PR #448, opened 2025-06-25
fix: change ts-mcp-template server to @modelcontextprotocol/server-everything

MQ37:
The @modelcontextprotocol/server-sequential-thinking was confusing for human users, changed MCP server to @modelcontextprotocol/server-everything which is more human user friendly

PR #449, opened 2025-06-26
fix: puppeteer templates that failed on README.md npm run format and ignore venv/.venv and node_modules in eslint config

MQ37:
in my previous PR https://github.com/apify/actor-templates/pull/448 the puppeteer templates were failing on npm run format README.md check I fixed that formatting issue. Also noticed that when running eslint in the root it fails on venv and .venv dirs so I added them to ignore (also added node_modules just in case).

### DIFF
--- a/eslint.config.mjs
+++ b/eslint.config.mjs
@@ -5,7 +5,7 @@ import apifyJs from '@apify/eslint-config/js.js';
 
 // eslint-disable-next-line import/no-default-export
 export default [
-    { ignores: ['**/dist', 'templates', 'src'] },
+    { ignores: ['**/dist', '**/venv', '**/.venv', 'templates', 'src', 'node_modules'] },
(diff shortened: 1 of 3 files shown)


eslint.config.mjs
```diff
@@ -5,7 +5,7 @@ import apifyJs from '@apify/eslint-config/js.js';
 
 // eslint-disable-next-line import/no-default-export
 export default [
-    { ignores: ['**/dist', 'templates', 'src'] },
+    { ignores: ['**/dist', '**/venv', '**/.venv', 'templates', 'src', 'node_modules'] },
```
B4nan, line 8: afaik `node_modules` should be ignored by default by eslint

(but lets keep it here, no harm in having it listed explicitly)

B4nan (approved):
thanks!

PR #481, opened 2025-07-17
fix: python-mcp-server comment out env param so that the template works as it is

jirispilka:


jirispilka:
oh, I missed the `or '' `.
Let me close this PR then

==*==

Only the lines from the one containing "B4nan, line 8: afaik" through the last line of the records belong in the answer, each written out exactly.

#### Task response
B4nan, line 8: afaik `node_modules` should be ignored by default by eslint

(but lets keep it here, no harm in having it listed explicitly)

B4nan (approved):
thanks!

PR #481, opened 2025-07-17
fix: python-mcp-server comment out env param so that the template works as it is

jirispilka:


jirispilka:
oh, I missed the `or '' `.
Let me close this PR then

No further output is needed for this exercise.